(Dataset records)
'''

PR #1674, opened 2019-12-22
Set proper permissions on gradlew script

MariusVolkhart:


tibbi:
why is this needed?

MariusVolkhart:
On Linux/Mac, the executable flag must be set for the script to be runnable
via command line such as ./gradlew build

tibbi:
I see. I use Linux too, but not really running that script manually

PR #1717, opened 2020-01-12
Add German strings

fscholdei:
I hope the German translations have not become too long. Otherwise, Germans get along well with the following terms from English:
- Custom instead of "Benutzerdefiniert"
- Reset instead of "Zurücksetzen"

I didn't find any function for the bringToFront text in the app. Maybe foreground ("Vordergrund") would otherwise be a good translation. So I first focused on the meaning of the term.


tibbi:
cool thanks, looks ok. Ye, I know that german words can be quite long. Anyway, there are a few more untranslated strings in the given file, spread here and there, if you wanted to translate them too :)

PR #1718, opened 2020-01-13
Add German strings

fscholdei:
I had translated in pull request #1717 starting from the marked line. Hopefully I haven't missed anything now. For the deleted punctuation marks I had followed the English strings.xml.


tibbi:
cool, thanks :) The dot after the english short description is missing just because it didnt fit into the 80 chars limit, it is already 80 characters without it. It doesnt matter if the dot is there, you can leave it as it is.

PR #1728, opened 2020-01-28
Loop videos without gaps between playback

ForgottenUmbrella:
As GIFs continue to be replaced by videos, it becomes increasingly important to support gapless video loops.
ExoPlayer 2.5 brought upstream support for seamless video looping functionality through prebuffering. This behaviour is preferable to the current implementation, which seeks to the start of the video and has a noticeable, if minor, delay.

Note: a minor downside of using ExoPlayer's implementation is that certain broken videos which previously played in Simple Gallery will no longer start, due to an as-of-yet unfixed bug (google/ExoPlayer#6459). Such videos have an audio track of only a few samples (less than a fifth of a second), and playback could be re-enabled by disabling video loops (and falling back on the seek method) or disabling the audio track itself. However, ExoPlayer unfortunately does not provide any way to check the duration of the audio track in order to do this automatically, so there is no workaround. I figure that this shouldn't be a deal-breaker, since broken videos aren't expected to be supported to begin with.


tibbi:
seems like it didnt break anything during my testing, so if it improved anything, it should be good :) Thanks

PR #1755, opened 2020-02-21
Not to refresh and show all media even query text is not empty.

uhm0311:
It's very uncomfortable when I search image in directory that contains over 2,000 images. MediaActivity shows all images even though query text is not empty about 1~2 seconds after onCreate called. Please consider merge this PR.


tibbi:
looks good, thanks

PR #1761, opened 2020-02-24
Remaining strings translated to Polish

kryger:
I stumbled upon an untranslated settings entry and looked it up here on github, decided to go through the entire file. Please let me know if any of the translations cannot be accepted because of technical reasons (too long to fit the UI etc.)

Source: I'm a native speaker.


tibbi:
looks good, should be ok. Thanks :)

PR #1766, opened 2020-02-29
The appid for foss is already changed

licaon-kter:
...no need to change the name too.

This breaks autoupdate in F-Droid atm: https://gitlab.com/fdroid/fdroidserver/issues/733


tibbi:
I actually removed that line together with applicationIdSuffix

PR #1850, opened 2020-05-31
Update pronoun and fix a few missing translations for zh_CN.

lovenemesis:
As titled.

Thank you!


tibbi:
nice, thanks for the translations :)

PR #1857, opened 2020-06-09
Setting EXIF DateTaken from file name and "inverse term" search

jkumeboshi:
As foreword, sorry for submitting a code that is far from your standards, but I'm not used with all Android's limits on writing on SD cards, so I wrote something that just seems to work for me using already existing functions that I'm far from understand how to properly call.

I've added 2 new feature: 
1) reverse search term, to search all items NOT containing a search term, just prefix the term with !

2) restoring date taken EXIF info from file name containg a timestamp (many Xiaomi save file format and WhatsApp image files: "IMG_YYYYMMMDD_hhmmss.jpg" / "IMG_YYYYMMMDD-WAXXXXXXX.jpg" ). Also the file's lastModified is set to same timestamp.

Please fell free to reject the request to re-implement any of above feature by yourself, or modify it.

Regards and thanks a lot for sharing your great work!


tibbi:
right, this really doesnt look like the rest of the code used in the app, and the string has a typo too. While the implementation is just weird, I will try implementing something like that in the future. Thanks

PR #1903, opened 2020-09-01
Replaced context!! activity!! with requireContext() requireActivity() for null safety

GeorgCantor:


tibbi:
I dont really see the benefits of this, nor I get any related crashes. Thanks though

PR #2052, opened 2021-01-22
Created values-eu and translated strings

avtkal:
App translated. FAQ and Playstore descriptions not translated yet.


tibbi:
nice, thanks!

Issue #1949, opened 2020-10-29
Do not turn off the screen when idle while viewing the image


williamson91:
Great app!  Thanks.  I just wanted one more function: do not turn off the screen when viewing an image.  Let it be turned off by default, but who needs to be able to turn it on.

AmeyaPhadnis-2019H1030012G:
Can I work on this, I am new to open source and would like to contribute

williamson91:
> Can I work on this, I am new to open source and would like to contribute

I think they will not mind accepting sensible pull requests.

PR #2057, opened 2021-01-24
Do not turn off the screen when idle while viewing the image #1949

tanvir-ahmod:


tibbi:
I dont really like this, it should fall asleep during viewing images. It would need an extra setting item that I dont want to add. Thanks though

m-alice:
Really sadly, i need it for watching ̶e̶r̶o̶ electronic schematics.
I will have to, among other things, implement this using the Tasker app.

Issue #1958, opened 2020-11-05
apply selection to slideshow


yepyepyep4711:
This is a feature request to make the slideshow command available after media have been selected, starting a slideshow with only those pictures/videos. At the moment, this command disappears if any media is selected. And if I want to start a slideshow with only some pictures, I need to first select them then copy them into a separate folder and then start the slideshow (unless I'm missing something).

PR #2058, opened 2021-01-24
Apply selection to slideshow #1958

tanvir-ahmod:


tibbi:
I dont really want to have such slideshows of selected items, could be messy

PR #2096, opened 2021-02-28
Tamil language translation

GobinathAL:
I have included tamil language translation in strings.xml under values-ta


tibbi:
yeah looks good, thanks :)

PR #2105, opened 2021-03-16
remove okhttp dependency from runtime classpath to save appsize

connyduck:
OkHttp is pulled in by Picasso as a transitive dependency, but this app doesn't even have the internet permission, so it makes no sense to ship a whole networking library with the apk.

This change saves **133kB** in apk size for the floss-release flavor.

reference https://github.com/square/picasso/issues/2192

ps: Do you think it is possible to remove either Picasso or Glide completely from the app? Why was it necessary to have 2 image loaders in the first place?


tibbi:
one is used for backup, if the second one fails. I want to keep it like that, the file size doesnt really matter at all

PR #2106, opened 2021-03-16
enable R8 fullmode and cleanup shrinker rules

connyduck:
This change reduces apk size by **589kB** on the fossRelease variant. 
I used the app with these changes for a while with no problems. I might not have used all features though.

### DIFF
--- a/app/proguard-rules.pro
+++ b/app/proguard-rules.pro
@@ -1,20 +1,3 @@
--keep class com.simplemobiletools.** { *; }
--dontwarn android.graphics.Canvas
--dontwarn com.simplemobiletools.**
--dontwarn org.apache.**
-
-# Picasso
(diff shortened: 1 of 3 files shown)


app/proguard-rules.pro
```diff
@@ -1,20 +1,3 @@
...
-
--keepclassmembers class * implements android.os.Parcelable {
-    static ** CREATOR;
-}
-
-# RenderScript
--keepclasseswithmembernames class * {
-native <methods>;
-}
--keep class androidx.renderscript.** { *; }
```
connyduck, line 20: t+These rules are not necessary because they are either included in `proguard-android-optimize.txt` or the libraries themself.

tibbi:
too dangerous, for example the photo editor broke right away

PR #2127, opened 2021-05-07
Icons in SettingsActivity

GobinathAL:
I am planning to add icons in SettingsActivity. Here is a screenshot. Can i proceed with it?
image


tibbi:
thanks, but I dont really want icons there

PR #2139, opened 2021-05-21
Update strings.xml

Yngvar-Skjaldulfsson:
Improved some translations to spanish so they sound more natural and not literally translated


tibbi:
nice, thanks

PR #2140, opened 2021-05-22
Fixed an issue in landscape mode

GobinathAL:
### Steps to reproduce:
* open the app
* change the device orientation to landscape
* click filter media icon in the menu bar
* Portrait option is not accessible for devices with low dpi


tibbi:
looks good, thanks

PR #2159, opened 2021-06-17
Avoid SQLite connection object leaking

DaPa:
- W/SQLiteConnectionPool: A SQLiteConnection object for database '/data/user/0/com.simplemobiletools.gallery.pro/databases/gallery.db' was leaked!  Please fix your application to end transactions in progress properly and to close the database when it is no longer needed.

Happens to me on Android 11 (Moto g 5G plus, with Google Photos disabled):
 - open Camera, then click on the small picture thumbnail from bottom-right corner which should open the Gallery app
 - in this scenario sometimes, the Simple Gallery was crashing and the above warning was seen in the logs...
 - no more crash after this patch: please review/test properly before incorporating!


tibbi:
I made it a bit simpler, guess it won't break anything. Thanks

PR #2171, opened 2021-07-03
Brazilian Portuguese translation updated

RodolfoCandido:
values-pt-rBR/strings.xml updated to latest (May 13, 2021) values/strings.xml


tibbi:
cool thanks

PR #2173, opened 2021-07-04
fix.xml

spkprs:


spkprs:
...were is the string "ADD TEXT" in editor?

tibbi:
not sure, maybe somewhere in the library. Ill see if there are any new strings available

PR #1622, opened 2022-09-28
fix(dynamic-flows): Fix step validation errors when using initialStep

JulianG-TW:
## Context

Steps can contain validation errors. These are displayed immediately when the step loads:

```json
{
  "key": "any",
  "type": "form",
  "errors": {
    "validation": {
      "name": "This validation error comes with the step"
    }
  },
  "schemas": [
...
```
expected-bahaviour

This works fine when a step is fetched, for instance as a result of initialising the `DynamicFlow` component using `flowUrl`, after a refresh-on-change, or when loading a new step as a result of a submission.

But it doesn't work when initialising DF using `initialStep`.

## Changes

This PR fixes that.

Before | After 
---- | ----
before | after

## Considerations / Results

**Check the first two commits, they're a test and a fix.**
The third commit adds storybook fixtures and makes the PR 10x more complex than it should be.

## Checklist


packages/dynamic-flows/src/flow/DynamicFlow.tsx
```diff
@@ -139,7 +139,9 @@ const DynamicFlowComponent: VFC<DynamicFlowV3Props> = ({
 }) => {
   const { locale } = useIntl();
   const [submitted, setSubmitted] = useState(false);
-  const [formErrors, setFormErrors] = useState<FormErrors>();
+  const [formErrors, setFormErrors] = useState<FormErrors>(
+    initialStep ? initialStep?.errors?.validation : undefined,
+  );
```
JulianG-TW, line 144: This is the bugfix!

phellipealexandre (approved):
Did my best to review it and unblock you Julian 🙇 It looks good to my non-web developer eyes!

PR #1647, opened 2022-10-11
feat(dynamic-flows): Add a displayStepTitle prop to DynamicFlow

JulianG-TW:
## Context

We need a way to tell `DynamicFlow` NOT TO inject the step title into the layout, in some cases. Otherwise, when we render a DF flow in a modal body, we get the title duplicated once in the modal header and once in the modal body:

image

## Changes

We add a new `displayStepTitle` prop to `DynamicFlow`.
This prop is optional and when omitted it defaults to `true`, to maintain backwards compatibility.

## Checklist


packages/dynamic-flows/src/step/layoutStep/LayoutStep.js
```diff
@@ -44,6 +45,7 @@ const LayoutStep = (props) => {
 
 LayoutStep.propTypes = {
   stepSpecification: PropTypes.object.isRequired,
+  stepConversionOptions: PropTypes.object.isRequired,
```
richardbata, line 48: One of those examples where we can rewrite file to TS, if not too much effort 👍

packages/dynamic-flows/src/step/layoutStep/LayoutStep.js
```diff
@@ -6,12 +6,12 @@ import DynamicLayout from '../../layout';
 
 import { convertStepToLayout, inlineReferences } from './layoutService';
 
-const getComponents = (step) => {
+const getComponents = (step, stepConversionOptions) => {
```
richardbata, line 9: Name param just: options?

richardbata (approved):

packages/dynamic-flows/src/step/layoutStep/LayoutStep.js
JulianG-TW: I was about to do it. I even renamed the file. But then the changes to the file get lost in the diff.
I'm more inclined to make a PR exclusively about JS->TS.

I'm planning to bring some TS types that I wrote based on the DFv3 spec into this repo and change a bunch of files to TS without changing functionality.

packages/dynamic-flows/src/step/layoutStep/LayoutStep.js
JulianG-TW: I wanted to convey that they're the options for step conversion (something that I hope to get rid of some day) and not the options for "getting components".

JulianG-TW: oh, I see. in thiscontext.... yes. it could be called just options, I suppose.

JulianG-TW: renamed!

PR #1648, opened 2022-10-11
feat(Typography): display number styles

dozortsev:
## Context

https://www.figma.com/file/T9heSKeXBLXrR4NDIKw1V5/Typography-spec-doc?node-id=248%3A23

## Changes

Add CSS class that implements Display Number header.

## Considerations / Results

Screen Shot 2022-10-11 at 2 53 53 PM

## Checklist


packages/css/src/less/core/_typography.less
```diff
@@ -189,6 +189,13 @@ a,
 
 // DISPLAY
 
+.np-text-display-number {
+  font-weight: var(--font-weight-semi-bold);
+  font-size: 40px;
+  line-height: 44px;
+  letter-spacing: -0.03em;
```
dozortsev, line 196: note not using CSS custom props here because we need fix some of them (see https://transferwise.atlassian.net/browse/DS-2998)

PR #19, opened 2022-07-05
feat: Added Chinese (Simplified) translations

e5u:


Sculas:
The manager is going to be rewritten, meaning all translations will be invalidated. So I'm going to close this PR. Thank you for your contribution!

PR #21, opened 2022-07-05
feat: recode of the manager

Aunali321:

PR #22, opened 2022-07-06
feat: move patching to foreground service

danthe1st:
Currently, ReVanced Manager uses the `viewModelScope` in order to do patching in `PatcherSubscreen.startPatcher`.
While parts of the patching use coroutines, not all do. This would result in the whole `viewModelScope` being blocked when Androlib or other blocking functions (that is not using coroutines) are invoked.
Furthermore, this is not done in a foreground service. This means that the whole patching process is interrupted as soon as the user opens another app and Android decides to kill the app.

This PR moves patching to a foreground service so that patching is possible in the background without needing to worry about Android destroying the activity.

### DIFF
--- a/app/src/main/AndroidManifest.xml
+++ b/app/src/main/AndroidManifest.xml
@@ -9,6 +9,7 @@
     <uses-permission android:name="android.permission.REQUEST_DELETE_PACKAGES" />
     <uses-permission android:name="android.permission.READ_EXTERNAL_STORAGE" />
     <uses-permission android:name="android.permission.WRITE_EXTERNAL_STORAGE" />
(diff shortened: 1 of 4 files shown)


danthe1st:
included in https://github.com/Aunali321/revanced-manager

danthe1st:
Duplicate of #21

Canny1913:
image
uhhhh

danthe1st:
Nevermind. However, that still might cause conflicts since all commits from this branch are also present in the other one.

danthe1st:
https://github.com/Aunali321/revanced-manager/pull/3 added an improved version of this PR leading to this being a duplicate of #21 for real.

PR #32, opened 2022-07-27
Fix disabled resourcepatching

danthe1st:
If resource patching is disabled, a NPE is thrown in the line `file.copyEntriesFromFileAligned(ZipFile(result.resourceFile!!), ZipAligner::getEntryAlignment)` in `PatcherWorker`. This PR fixes that using a `?.let` construct.


danthe1st:
wrong repository

PR #128, opened 2022-09-16
feat: added german translation

Janik313:


Ushie:
Translations for ReVanced Manager can be done on [Crowdin](https://translate.revanced.app/)

PR #137, opened 2022-09-16
feat: UI improvements

55nknown:


55nknown:
actually, it's edgeToEdge what I intended, not immersive

PR #179, opened 2022-09-17
Update build.gradle

MikeAinslie20:


Aunali321:
Manager doesn't work on older android versions.

PR #196, opened 2022-09-18
fix: delete tests

55nknown:
Flutter tests aren't used currently.


ponces:
Meh... Why is this needed?

55nknown:
Why have tests if you're not using them?

ponces:
Meh... Default Flutter template creates them and we should have in the future...
Anyway, I can merge this. Please amend commit message to use `fix` scope instead of `misc`

55nknown:
Done.

ponces:
Thanks!

PR #197, opened 2022-09-18
fix: navigation bar color

55nknown:
## Before:
image

## After:
image


ponces:
What is the result of these changes on a three or two buttons system navbar?

55nknown:
I also tested them, but it won't look the same, since android defines partially opaque background for the navbar, even when telling it to be transparent.

## This is how it looks:
Screenshot

ponces:
Thanks!

PR #208, opened 2022-09-18
feat: CustomScrollView in app and patches selector views

55nknown:
## Back button and title:
image

## When scrolled:
image

### DIFF
--- a/assets/i18n/en.json
+++ b/assets/i18n/en.json
@@ -66,11 +66,13 @@
         "widgetSubtitle": "We are online!"
     },
     "appSelectorView": {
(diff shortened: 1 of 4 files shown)


ponces:
Not sure we want this...
What do you think @Aunali321?

Aunali321:
I dont like it either but every material 3 app has it.

55nknown:
The primary reason for this is to have a way to navigate back without using the system navigation bar. Also more padding at the top looks better in my opinion.

ponces:
Thanks!

PR #211, opened 2022-09-18
feat: combine org and repo in source settings

55nknown:
- combined the source org and repo into a single input field

## Example:
image


ponces:
This was implemented like this before but this is not so versatile as the user might want to use a different org for one and another source.
Thank you, but this limits current feature. Closed.

55nknown:
> This was implemented like this before but this is not so versatile as the user might want to use a different org for one and another source.
> Thank you, but this limits current feature. Closed.

You can still specify different organisations (or GitHub users) as sources, because the patches and integrations are still separated.

Aunali321:
@ponces should we merge this

PR #223, opened 2022-09-19
Create ko.json

DDinghoya:
Added  "koreaOption": "한국어", of 108 lines for Korean

Need "koreaOption": "Korean" between 107 and 108 lines on en.json

### DIFF
--- a/assets/i18n/ko.json
+++ b/assets/i18n/ko.json
@@ -1,0 +1,154 @@
+{
+    "okButton": "확인,
+    "cancelButton": "취소",
+    "enabledLabel": "활성화",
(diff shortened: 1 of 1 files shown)


KiGamji:
translations would be approved for crowdin. languages should be each in their own language. ty for language string btw, i will add it to my languages options commit

DDinghoya:
> translations would be approved for crowdin. languages should be each in their own language. ty for language string btw, i will add it to my languages options commit

Thank you

Next time, I will work on crowdin

Ushie:
Translations for ReVanced Manager can be done on [Crowdin](https://translate.revanced.app/)

PR #14927, opened 2020-12-03
[vcpkg] Error on '#' in version strings to avoid confusion

ras0219:
With versioning, we will now be displaying versions to users either as `text` or `text#port-version`. If a user sees this output and attempts to input it directly as a version constraint, it will not match and cause confusion.

This PR makes `#`s illegal in all version strings, reserving it for use for port-version suffixes. It then suggests how to fix the issue for users.

As a drive by, this PR also refactors out the several copies of deserializing `version-xyz`'s.

Example:
```json
{
  "$schema": "https://raw.githubusercontent.com/microsoft/vcpkg/master/scripts/vcpkg.schema.json",
  "name": "versiontest",
  "version-string": "2020-03-03",
  "description": [],
  "homepage": "",
  "dependencies": [
    { "name": "fmt", "version>=": "1.0.0#2" }
  ]
}
```
```
> vcpkg install --feature-flags=manifests,versions --dry-run
Errors occurred while parsing C:\src\vcpkg\testing\vcpkg.json
    $.dependencies[0].version>= (a version): invalid character '#' in version text. Did you mean "port-version": 2?
See https://github.com/Microsoft/vcpkg/tree/master/docs/users/manifests.md for more information.
```

+@strega-nil


JackBoosY:
That's awesome!

strega-nil (approved):

PR #14950, opened 2020-12-05
[seal] Allow disabling SEAL_THROW_ON_TRANSPARENT_CIPHERTEXT

kiromaru:
Allow disabling the option SEAL_THROW_ON_TRANSPARENT_CIPHERTEXT. Some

'''

◆ **Work to be completed**: Among the lines above, please find those with "isRequired" and copy them.

◆ **Finished task**:
   stepSpecification: PropTypes.object.isRequired,
+  stepConversionOptions: PropTypes.object.isRequired,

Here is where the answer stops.